> ACTIVITY
All that is needed is every line of the listing below that has "nested".

> DATA IN THIS EXERCISE
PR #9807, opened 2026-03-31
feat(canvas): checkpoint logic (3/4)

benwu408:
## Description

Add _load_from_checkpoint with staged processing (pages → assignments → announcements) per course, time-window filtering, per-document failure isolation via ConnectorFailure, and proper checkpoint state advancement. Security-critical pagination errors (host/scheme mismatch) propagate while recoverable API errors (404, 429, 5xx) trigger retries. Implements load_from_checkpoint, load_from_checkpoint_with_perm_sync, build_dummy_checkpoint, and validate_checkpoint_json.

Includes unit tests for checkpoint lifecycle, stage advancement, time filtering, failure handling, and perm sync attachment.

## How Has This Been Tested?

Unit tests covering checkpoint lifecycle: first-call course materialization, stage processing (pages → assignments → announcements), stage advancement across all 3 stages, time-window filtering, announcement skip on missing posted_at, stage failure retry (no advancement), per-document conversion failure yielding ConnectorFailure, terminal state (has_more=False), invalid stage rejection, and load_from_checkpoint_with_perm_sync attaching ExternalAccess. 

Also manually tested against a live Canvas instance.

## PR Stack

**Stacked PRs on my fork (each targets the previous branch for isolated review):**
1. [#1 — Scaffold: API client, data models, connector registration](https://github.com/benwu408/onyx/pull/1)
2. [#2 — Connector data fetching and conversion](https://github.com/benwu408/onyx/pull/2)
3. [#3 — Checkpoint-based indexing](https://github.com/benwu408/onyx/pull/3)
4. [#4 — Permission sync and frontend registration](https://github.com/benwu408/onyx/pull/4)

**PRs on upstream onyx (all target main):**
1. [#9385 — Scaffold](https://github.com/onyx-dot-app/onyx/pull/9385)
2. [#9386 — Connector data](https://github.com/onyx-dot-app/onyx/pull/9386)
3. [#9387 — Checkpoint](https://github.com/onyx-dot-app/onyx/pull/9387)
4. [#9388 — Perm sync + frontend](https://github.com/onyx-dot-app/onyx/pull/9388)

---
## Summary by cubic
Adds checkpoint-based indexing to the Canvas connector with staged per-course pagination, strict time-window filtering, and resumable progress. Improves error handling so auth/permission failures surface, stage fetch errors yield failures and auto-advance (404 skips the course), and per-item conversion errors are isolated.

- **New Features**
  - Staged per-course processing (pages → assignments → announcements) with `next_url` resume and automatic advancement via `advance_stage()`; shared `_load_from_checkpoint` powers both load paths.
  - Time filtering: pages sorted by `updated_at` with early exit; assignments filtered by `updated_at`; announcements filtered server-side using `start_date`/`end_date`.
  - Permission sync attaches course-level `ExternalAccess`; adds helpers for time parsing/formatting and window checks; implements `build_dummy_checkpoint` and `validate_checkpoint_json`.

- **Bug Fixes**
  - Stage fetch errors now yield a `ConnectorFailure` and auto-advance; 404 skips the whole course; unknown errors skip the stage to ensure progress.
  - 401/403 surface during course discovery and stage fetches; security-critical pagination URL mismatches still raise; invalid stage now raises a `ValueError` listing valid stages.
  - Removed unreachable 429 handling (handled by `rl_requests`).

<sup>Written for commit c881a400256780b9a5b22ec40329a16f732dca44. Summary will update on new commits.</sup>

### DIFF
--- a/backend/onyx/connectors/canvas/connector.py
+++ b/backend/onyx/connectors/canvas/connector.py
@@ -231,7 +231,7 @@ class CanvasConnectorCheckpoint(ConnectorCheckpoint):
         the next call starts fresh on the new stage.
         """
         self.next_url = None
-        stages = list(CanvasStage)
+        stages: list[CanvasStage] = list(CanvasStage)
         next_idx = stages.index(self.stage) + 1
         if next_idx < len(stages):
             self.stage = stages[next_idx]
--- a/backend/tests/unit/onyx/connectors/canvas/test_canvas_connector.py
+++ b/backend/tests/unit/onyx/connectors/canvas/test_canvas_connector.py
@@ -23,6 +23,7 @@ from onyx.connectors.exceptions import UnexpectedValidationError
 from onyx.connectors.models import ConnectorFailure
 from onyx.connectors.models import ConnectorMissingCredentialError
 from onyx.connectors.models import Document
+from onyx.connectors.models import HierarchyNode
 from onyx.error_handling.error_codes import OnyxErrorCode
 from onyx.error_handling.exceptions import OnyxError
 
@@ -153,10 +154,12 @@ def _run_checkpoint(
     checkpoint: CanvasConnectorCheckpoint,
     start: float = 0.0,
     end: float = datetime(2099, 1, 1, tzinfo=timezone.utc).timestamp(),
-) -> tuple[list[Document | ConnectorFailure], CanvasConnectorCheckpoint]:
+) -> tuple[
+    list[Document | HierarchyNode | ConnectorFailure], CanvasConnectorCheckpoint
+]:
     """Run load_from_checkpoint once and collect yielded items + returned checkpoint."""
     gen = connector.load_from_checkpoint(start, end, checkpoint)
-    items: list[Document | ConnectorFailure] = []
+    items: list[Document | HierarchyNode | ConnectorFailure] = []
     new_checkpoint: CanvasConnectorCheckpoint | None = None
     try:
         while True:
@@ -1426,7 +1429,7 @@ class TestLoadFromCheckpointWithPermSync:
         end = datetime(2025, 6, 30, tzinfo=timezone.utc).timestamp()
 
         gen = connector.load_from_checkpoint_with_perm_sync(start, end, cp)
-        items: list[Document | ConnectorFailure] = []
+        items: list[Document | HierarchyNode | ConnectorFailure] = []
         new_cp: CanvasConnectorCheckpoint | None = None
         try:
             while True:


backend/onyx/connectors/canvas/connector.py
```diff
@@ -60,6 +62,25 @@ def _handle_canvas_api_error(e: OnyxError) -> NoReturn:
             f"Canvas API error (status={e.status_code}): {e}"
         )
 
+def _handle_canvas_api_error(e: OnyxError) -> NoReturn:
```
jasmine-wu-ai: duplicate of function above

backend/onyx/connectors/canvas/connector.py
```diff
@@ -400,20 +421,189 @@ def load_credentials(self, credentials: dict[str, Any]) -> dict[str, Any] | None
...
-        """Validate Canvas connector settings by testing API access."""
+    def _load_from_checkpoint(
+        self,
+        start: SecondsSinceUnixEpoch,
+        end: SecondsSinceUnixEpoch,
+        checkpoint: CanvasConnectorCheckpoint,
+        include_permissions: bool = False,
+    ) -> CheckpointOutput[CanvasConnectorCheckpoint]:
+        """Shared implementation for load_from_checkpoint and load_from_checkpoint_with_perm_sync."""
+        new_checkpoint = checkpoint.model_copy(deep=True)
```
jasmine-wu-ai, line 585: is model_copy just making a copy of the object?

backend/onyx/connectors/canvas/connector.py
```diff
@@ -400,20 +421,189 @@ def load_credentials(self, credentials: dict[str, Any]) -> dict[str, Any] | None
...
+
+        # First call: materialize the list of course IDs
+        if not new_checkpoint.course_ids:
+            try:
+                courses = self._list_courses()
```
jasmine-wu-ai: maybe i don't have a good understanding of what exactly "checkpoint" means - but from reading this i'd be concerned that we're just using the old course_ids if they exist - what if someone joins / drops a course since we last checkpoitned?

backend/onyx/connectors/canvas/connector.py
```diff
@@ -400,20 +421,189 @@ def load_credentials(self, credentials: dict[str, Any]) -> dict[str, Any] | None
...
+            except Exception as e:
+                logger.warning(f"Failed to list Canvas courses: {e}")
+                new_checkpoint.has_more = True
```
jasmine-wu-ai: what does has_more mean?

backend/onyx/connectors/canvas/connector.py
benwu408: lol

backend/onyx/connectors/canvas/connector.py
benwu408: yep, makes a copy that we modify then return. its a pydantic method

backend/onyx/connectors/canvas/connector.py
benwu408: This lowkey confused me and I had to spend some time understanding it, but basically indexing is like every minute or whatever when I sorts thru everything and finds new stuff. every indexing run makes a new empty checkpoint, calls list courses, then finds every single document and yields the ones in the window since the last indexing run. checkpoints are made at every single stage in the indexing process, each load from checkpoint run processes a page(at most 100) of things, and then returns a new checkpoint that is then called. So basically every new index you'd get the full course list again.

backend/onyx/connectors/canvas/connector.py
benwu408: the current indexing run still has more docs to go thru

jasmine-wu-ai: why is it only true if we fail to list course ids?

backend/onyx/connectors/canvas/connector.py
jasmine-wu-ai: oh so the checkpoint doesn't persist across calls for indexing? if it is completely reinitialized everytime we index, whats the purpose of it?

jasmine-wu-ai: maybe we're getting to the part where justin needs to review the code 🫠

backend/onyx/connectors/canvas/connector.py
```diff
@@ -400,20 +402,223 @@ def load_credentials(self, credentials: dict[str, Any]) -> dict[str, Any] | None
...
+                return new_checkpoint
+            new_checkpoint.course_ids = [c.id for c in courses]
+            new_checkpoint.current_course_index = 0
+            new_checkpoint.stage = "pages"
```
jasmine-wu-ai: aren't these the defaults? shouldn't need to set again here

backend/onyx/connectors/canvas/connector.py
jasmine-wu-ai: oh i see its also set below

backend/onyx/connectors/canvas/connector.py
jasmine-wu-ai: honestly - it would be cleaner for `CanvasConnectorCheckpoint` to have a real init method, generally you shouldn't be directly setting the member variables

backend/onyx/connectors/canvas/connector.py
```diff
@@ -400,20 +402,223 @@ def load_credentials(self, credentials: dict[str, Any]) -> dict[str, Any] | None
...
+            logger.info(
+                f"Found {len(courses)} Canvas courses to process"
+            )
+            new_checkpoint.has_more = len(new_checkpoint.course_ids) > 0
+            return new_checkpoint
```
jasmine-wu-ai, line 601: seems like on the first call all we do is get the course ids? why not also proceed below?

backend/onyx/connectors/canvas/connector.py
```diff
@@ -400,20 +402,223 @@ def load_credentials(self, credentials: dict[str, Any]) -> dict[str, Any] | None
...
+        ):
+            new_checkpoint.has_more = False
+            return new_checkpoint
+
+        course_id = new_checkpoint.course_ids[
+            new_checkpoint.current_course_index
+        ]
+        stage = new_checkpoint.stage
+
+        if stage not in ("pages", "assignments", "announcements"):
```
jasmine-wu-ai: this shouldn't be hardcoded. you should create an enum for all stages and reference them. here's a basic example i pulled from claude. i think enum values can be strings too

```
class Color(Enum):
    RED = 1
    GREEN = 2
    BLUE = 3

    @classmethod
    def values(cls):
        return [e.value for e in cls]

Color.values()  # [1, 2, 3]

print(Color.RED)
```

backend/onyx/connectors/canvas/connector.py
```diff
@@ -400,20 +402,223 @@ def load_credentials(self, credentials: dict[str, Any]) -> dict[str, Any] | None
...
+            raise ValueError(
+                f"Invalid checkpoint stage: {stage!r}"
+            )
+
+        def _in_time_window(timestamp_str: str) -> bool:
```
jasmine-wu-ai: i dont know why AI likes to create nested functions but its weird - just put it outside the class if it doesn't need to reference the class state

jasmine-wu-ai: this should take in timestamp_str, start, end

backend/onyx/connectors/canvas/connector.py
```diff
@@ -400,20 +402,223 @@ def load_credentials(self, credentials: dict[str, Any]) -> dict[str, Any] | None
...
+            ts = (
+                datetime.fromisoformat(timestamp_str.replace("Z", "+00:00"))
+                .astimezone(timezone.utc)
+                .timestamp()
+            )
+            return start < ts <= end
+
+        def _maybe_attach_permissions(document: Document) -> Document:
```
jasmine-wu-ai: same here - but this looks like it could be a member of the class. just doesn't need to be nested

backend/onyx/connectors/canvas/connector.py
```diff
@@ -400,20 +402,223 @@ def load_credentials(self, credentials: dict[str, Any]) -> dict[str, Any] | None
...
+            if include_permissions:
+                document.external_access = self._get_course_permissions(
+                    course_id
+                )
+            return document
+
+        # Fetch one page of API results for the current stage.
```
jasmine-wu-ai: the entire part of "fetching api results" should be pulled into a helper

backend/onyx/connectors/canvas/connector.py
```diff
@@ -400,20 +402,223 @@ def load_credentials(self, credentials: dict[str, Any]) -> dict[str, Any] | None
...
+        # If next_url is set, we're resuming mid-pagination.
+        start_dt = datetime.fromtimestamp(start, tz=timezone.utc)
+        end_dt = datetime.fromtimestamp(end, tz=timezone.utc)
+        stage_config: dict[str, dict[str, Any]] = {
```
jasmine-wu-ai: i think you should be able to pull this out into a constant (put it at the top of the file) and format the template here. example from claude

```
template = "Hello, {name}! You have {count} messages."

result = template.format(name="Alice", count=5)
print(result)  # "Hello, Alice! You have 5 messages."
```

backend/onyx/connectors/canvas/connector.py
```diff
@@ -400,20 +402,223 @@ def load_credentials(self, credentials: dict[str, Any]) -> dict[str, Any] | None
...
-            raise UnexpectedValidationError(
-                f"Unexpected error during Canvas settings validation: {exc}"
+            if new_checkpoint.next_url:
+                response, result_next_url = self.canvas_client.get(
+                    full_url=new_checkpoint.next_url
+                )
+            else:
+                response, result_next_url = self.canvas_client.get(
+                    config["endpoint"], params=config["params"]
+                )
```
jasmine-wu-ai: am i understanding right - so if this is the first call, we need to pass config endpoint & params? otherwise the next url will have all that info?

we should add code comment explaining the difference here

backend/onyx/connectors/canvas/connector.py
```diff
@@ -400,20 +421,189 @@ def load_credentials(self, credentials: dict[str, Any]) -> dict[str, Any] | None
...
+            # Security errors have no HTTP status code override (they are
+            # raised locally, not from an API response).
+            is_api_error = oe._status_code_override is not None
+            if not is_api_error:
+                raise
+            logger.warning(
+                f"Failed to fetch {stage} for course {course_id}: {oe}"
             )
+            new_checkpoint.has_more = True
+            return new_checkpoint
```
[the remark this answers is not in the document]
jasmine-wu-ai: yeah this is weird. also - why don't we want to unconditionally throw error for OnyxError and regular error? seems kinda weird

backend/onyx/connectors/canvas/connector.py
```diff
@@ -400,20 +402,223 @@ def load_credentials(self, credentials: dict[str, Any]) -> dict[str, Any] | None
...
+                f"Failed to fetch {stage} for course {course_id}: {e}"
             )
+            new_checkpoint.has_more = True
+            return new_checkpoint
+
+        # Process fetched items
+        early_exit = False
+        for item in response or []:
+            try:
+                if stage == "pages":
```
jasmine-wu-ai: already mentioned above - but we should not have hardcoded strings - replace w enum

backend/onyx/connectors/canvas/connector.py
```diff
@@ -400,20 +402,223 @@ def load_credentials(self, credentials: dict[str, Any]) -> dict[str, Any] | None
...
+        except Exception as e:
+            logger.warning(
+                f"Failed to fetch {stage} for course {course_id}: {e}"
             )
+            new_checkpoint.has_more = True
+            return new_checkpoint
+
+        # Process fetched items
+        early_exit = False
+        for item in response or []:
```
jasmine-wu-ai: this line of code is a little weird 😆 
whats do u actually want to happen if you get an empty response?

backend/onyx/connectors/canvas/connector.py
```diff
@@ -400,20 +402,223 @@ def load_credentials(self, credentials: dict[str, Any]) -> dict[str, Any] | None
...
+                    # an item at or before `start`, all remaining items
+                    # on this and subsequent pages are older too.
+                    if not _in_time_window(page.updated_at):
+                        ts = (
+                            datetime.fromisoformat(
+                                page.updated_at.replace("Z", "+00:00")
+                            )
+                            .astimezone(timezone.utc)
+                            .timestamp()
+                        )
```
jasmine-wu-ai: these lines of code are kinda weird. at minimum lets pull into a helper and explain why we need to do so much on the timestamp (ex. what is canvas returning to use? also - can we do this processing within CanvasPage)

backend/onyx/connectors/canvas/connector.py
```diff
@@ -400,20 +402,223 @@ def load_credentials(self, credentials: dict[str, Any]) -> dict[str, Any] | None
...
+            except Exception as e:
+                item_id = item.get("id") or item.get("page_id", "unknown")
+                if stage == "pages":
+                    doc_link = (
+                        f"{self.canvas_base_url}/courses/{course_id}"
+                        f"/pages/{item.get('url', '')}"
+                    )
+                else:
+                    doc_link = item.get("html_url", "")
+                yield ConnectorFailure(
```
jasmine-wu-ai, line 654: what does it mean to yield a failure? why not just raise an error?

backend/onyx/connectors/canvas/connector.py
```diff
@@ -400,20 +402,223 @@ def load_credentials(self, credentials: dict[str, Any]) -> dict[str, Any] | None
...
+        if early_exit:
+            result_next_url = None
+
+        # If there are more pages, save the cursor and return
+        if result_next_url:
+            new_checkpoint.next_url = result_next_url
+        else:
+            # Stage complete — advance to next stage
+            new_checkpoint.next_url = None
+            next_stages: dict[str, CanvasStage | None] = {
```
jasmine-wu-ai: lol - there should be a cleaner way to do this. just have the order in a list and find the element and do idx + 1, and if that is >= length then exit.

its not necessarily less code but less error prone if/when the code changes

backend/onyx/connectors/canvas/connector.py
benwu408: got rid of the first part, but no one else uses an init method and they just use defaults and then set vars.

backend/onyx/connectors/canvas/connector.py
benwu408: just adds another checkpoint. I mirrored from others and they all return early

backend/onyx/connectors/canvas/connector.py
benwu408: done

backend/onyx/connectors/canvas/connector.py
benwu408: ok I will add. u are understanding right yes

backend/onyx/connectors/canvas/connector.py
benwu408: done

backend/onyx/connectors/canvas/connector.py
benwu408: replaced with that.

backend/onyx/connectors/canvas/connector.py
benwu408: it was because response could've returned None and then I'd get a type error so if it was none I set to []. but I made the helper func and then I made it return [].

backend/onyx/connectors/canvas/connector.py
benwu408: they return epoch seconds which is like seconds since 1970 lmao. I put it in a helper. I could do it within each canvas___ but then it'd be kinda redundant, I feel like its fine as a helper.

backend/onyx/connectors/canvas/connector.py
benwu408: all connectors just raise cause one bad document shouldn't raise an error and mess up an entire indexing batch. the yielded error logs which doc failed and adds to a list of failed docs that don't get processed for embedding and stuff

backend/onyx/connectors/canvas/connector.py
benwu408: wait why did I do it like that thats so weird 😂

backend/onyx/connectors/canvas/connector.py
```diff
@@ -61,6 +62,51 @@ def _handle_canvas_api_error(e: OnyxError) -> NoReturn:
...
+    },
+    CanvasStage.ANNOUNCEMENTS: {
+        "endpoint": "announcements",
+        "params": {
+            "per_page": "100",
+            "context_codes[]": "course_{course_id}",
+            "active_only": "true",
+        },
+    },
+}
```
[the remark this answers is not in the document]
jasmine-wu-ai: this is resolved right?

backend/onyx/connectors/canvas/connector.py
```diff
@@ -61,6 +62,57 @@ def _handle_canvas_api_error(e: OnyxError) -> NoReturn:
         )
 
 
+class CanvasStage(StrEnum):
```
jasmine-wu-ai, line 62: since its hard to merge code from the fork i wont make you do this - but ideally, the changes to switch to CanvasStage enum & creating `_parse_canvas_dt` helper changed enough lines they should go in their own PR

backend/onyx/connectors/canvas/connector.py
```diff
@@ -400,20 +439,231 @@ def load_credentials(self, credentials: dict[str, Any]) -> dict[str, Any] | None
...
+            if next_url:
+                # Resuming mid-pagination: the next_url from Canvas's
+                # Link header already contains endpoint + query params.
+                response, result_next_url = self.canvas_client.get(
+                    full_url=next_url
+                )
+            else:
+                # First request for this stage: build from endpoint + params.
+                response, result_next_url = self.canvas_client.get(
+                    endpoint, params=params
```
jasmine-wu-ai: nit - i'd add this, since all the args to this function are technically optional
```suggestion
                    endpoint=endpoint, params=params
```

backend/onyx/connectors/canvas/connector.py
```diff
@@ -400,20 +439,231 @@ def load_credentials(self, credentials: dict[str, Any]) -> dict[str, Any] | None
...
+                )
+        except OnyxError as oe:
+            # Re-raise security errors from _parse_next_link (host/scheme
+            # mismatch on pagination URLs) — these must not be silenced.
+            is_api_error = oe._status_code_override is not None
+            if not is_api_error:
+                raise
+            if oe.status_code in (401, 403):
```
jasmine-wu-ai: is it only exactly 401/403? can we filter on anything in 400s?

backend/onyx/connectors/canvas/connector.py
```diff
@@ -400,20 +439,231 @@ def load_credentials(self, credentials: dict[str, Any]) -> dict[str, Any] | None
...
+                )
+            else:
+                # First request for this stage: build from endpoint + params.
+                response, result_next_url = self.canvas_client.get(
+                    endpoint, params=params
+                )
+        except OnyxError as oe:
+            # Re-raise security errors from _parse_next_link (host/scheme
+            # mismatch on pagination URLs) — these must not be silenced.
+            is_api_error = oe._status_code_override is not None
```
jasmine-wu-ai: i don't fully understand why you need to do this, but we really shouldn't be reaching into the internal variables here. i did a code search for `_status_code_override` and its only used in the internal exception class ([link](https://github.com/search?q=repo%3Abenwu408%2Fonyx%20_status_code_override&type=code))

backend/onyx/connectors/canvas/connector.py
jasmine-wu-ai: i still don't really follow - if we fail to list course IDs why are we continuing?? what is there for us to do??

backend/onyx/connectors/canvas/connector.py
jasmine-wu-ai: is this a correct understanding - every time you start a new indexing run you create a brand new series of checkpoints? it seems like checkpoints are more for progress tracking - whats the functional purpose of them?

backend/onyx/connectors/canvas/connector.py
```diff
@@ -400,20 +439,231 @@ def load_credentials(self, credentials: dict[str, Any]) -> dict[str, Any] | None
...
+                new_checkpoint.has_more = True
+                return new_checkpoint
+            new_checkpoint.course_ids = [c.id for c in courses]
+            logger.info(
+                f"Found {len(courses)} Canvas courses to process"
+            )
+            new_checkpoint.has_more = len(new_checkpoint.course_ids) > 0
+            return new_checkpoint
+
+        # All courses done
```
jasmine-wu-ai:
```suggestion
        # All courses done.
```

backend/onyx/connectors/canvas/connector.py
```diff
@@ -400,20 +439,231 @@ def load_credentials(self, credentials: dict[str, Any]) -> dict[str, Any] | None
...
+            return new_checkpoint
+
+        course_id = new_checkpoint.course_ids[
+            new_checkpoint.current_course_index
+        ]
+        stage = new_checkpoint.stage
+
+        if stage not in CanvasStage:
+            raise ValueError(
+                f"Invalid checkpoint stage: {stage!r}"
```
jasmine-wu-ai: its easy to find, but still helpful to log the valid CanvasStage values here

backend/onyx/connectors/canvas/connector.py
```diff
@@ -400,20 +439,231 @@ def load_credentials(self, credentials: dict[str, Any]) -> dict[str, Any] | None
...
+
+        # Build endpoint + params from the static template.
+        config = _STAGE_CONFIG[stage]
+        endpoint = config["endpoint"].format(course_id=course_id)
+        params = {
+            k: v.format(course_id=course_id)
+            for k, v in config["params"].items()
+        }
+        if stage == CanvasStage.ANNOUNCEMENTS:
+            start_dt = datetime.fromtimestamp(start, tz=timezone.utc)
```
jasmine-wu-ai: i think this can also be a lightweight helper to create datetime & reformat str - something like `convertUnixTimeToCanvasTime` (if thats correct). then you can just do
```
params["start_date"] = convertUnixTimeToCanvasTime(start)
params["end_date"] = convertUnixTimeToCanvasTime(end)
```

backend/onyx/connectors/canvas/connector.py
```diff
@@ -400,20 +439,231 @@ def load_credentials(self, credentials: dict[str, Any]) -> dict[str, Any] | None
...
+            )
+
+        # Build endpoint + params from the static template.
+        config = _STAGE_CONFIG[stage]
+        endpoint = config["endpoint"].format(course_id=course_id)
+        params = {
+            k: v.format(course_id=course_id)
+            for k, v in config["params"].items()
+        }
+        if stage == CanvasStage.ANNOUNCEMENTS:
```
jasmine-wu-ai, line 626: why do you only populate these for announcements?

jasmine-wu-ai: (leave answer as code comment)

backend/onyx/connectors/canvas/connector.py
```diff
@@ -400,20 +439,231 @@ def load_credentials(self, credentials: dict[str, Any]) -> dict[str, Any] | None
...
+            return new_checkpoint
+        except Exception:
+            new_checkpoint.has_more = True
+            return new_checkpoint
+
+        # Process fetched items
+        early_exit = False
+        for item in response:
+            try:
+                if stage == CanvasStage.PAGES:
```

> COMPLETED TASK
jasmine-wu-ai: i dont know why AI likes to create nested functions but its weird - just put it outside the class if it doesn't need to reference the class state
jasmine-wu-ai: same here - but this looks like it could be a member of the class. just doesn't need to be nested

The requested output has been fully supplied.